The CIA World FactBook does not generally go in for criticism of countries on whom America depends for oil, so it is worth quoting in full what it has to say about this delightful corner of the Middle East:
"Bahrain is a destination country for men and women subjected to forced labor and sex trafficking; unskilled and domestic workers from India, Pakistan, Nepal, Sri Lanka, Bangladesh, Indonesia, Thailand, the Philippines, Ethiopia, Ghana, and Eritrea migrate willingly to Bahrain, but some face conditions of forced labor through the withholding of passports, restrictions on movement, nonpayment, threats, and abuse; many Bahraini labor recruitment agencies and some employers charge foreign workers exorbitant fees that make them vulnerable to forced labor and debt bondage; domestic workers are particularly vulnerable to forced labor and sexual exploitation because they are not protected under labor laws; women from Thailand, the Philippines, Morocco, Jordan, Syria, Lebanon, China, Vietnam, Russia, Ukraine, and Eastern European countries are forced into prostitution in Bahrain."
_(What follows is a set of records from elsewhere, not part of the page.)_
PR #11210, opened 2024-03-28
refactor: disable create office xml addin

ZYUN-MSFT:
refactor: disable create office xml addin

### DIFF
--- a/packages/fx-core/src/common/featureFlags.ts
+++ b/packages/fx-core/src/common/featureFlags.ts
@@ -59,7 +59,7 @@ export function isMultipleParametersEnabled(): boolean {
 }
 
 export function isOfficeXMLAddinEnabled(): boolean {
-  return isFeatureFlagEnabled(FeatureFlagName.OfficeXMLAddin, true);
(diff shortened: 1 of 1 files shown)


LongOddCode (dismissed):

packages/fx-core/src/question/inputs/CreateProjectInputs.ts
```diff
@@ -14,12 +14,7 @@ export interface CreateProjectInputs extends Inputs {
   /** @description Teams Toolkit: select runtime for your app */
   runtime?: "node" | "dotnet";
   /** @description New Project */
-  "project-type"?:
```
jayzhang, line 17: Suggest not change this file manually, which is generated automatically.

jayzhang: Can apply Yue's change in dev and run `npm run build` in `fx-core`, make sure static options contains all values. Only dynamic options depends on feature flag:
image

ZYUN-MSFT: DONE

jayzhang (approved):

PR #259, opened 2024-11-12
Run tutorial in GitHub Codespaces

edoardob90:
Adds a minimal `devcontainer.json` to be able to run the tutorial inside GitHub Codespaces.

This is another alternative to Binder.


Snowwpanda (commented):
This is nice. 
I tried it out and worked perfectly with the jupyter editor. 
It didn't work in the VS Code editor, but this is an issue i have locally as well to some degree, i think its a problem with threads blocking eachother?
A bit more explanations for beginners might be needed in the readme if we want to offer this as a "feature".
I tried a couple of notebooks and couldn't find anything missing, but maybe someone else should have a look too.

despadam:
Very good idea! It also works well for me when running it in JupyterLab. VS Code does run into some issues. 
The only downside in my case was that building the codespace was a bit slow, but I still find it a good alternative.

edoardob90:
> Very good idea! It also works well for me when running it in JupyterLab. VS Code does run into some issues. The only downside in my case was that building the codespace was a bit slow, but I still find it a good alternative.

There's a way to have "pre-built" codespaces, but I didn't read carefully that part of the docs.

despadam (approved):

edoardob90:
Okay, configuring prebuilds is not complicated (although I had to add a payment method because we _may_ have to pay a few cents for storing the builds), but there's a tricky situation to handle: the codespace container depends on the repository Docker image which is automatically built after each successful push to `main`. If the codespace prebuild is triggered **before** the new image is pushed to the registry, then it's useless. Maybe GitHub is clever enough, but I'm not betting on it.

I thought of creating another, manual GitHub Actions, but again I'm not sure if it's the right way. Here it is:

```yaml
name: Prebuild Codespace

on:
  workflow_run:
    workflows: ["Build Tutorial Container"]
    types:
      - completed
    branches:
      - main

jobs:
  prebuild:
    if: ${{ github.event.workflow_run.conclusion == 'success' }}
    runs-on: ubuntu-latest
    permissions:
      contents: read

    steps:
      - name: Codespace prebuild
        run: |
          gh codespace create \
          --repo ${{ github.repository }} \
          --branch main \
          --location WestEurope \
        env:
          GITHUB_TOKEN: ${{ secrets.GITHUB_TOKEN }}
```

despadam:
Perhaps a scheduler would be a good back up plan, for not only relying on rebuilding when pushing to main.

edoardob90:
**Note:** We'll leave this PR open until early next week. We can then merge it and configure the prebuilds to optimize starting up Codespaces during the tutorial.

despadam:
Before merging this, we should also update the `intro` page with relevant instructions. For now we only have a section called `Binder only`.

The Americans have placed Bahrain at tier 2 on their Watch List, stating that "Bahrain does not fully comply with the minimum standards for the elimination of trafficking; however, it is making significant efforts to do so." A statement somewhat undermined by what comes next: "The government has made few discernible efforts to investigate, prosecute, and convict trafficking offenses; cases of unpaid or withheld wages, passport retention, and other abuses - common indicators of trafficking - are treated as labor disputes and taken to civil court rather than criminal court; the government has made no indication of taking steps to institute a formal trafficking victim identification procedure and referral mechanism, resulting in the majority of victims seeking shelter at their embassies or the NGO-operated trafficking shelter; most victims have not filed lawsuits against employers because of a distrust of the legal system or a fear of reprisals."